[Data items]
PR #3583, opened 2022-08-23
Make `internalApiPath` client aware, since there are some corner case…

sneridagh:
…s when the client needs to know it to properly handle API server URLs.

Fixes: #3584

### DIFF
--- a/CHANGELOG.md
+++ b/CHANGELOG.md
@@ -6,6 +6,8 @@
 
 ### Feature
 
+- Make `internalApiPath` client aware, since there are some corner cases when the client needs to know it to properly handle API server URLs @sneridagh
+
 ### Bugfix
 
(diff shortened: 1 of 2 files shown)


reekitconcept (approved):

ericof (approved):
LGTM

davisagli (commented):
It seems like it would be more ideal to make sure the hydrated page doesn't include internal API URLs, so that the internal hostname is not exposed. But, I think this is okay as a workaround.

sneridagh:
@davisagli indeed, I agree. However, it's a delicate story and should be thoroughfuly thought. Something we should bring to the Volto Team table. Could have some implications that we didn't have in mind right now. Also, something I wouldn't push to force for 16 either.

/cc @plone/volto-team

▶ _Exercise instructions_
Only the lines from the one holding "(diff shortened: 1 of 2 files shown)" to the end of the entries above belong in the answer, each copied exactly.

▶ _Response_
(diff shortened: 1 of 2 files shown)


reekitconcept (approved):

ericof (approved):
LGTM

davisagli (commented):
It seems like it would be more ideal to make sure the hydrated page doesn't include internal API URLs, so that the internal hostname is not exposed. But, I think this is okay as a workaround.

sneridagh:
@davisagli indeed, I agree. However, it's a delicate story and should be thoroughfuly thought. Something we should bring to the Volto Team table. Could have some implications that we didn't have in mind right now. Also, something I wouldn't push to force for 16 either.

/cc @plone/volto-team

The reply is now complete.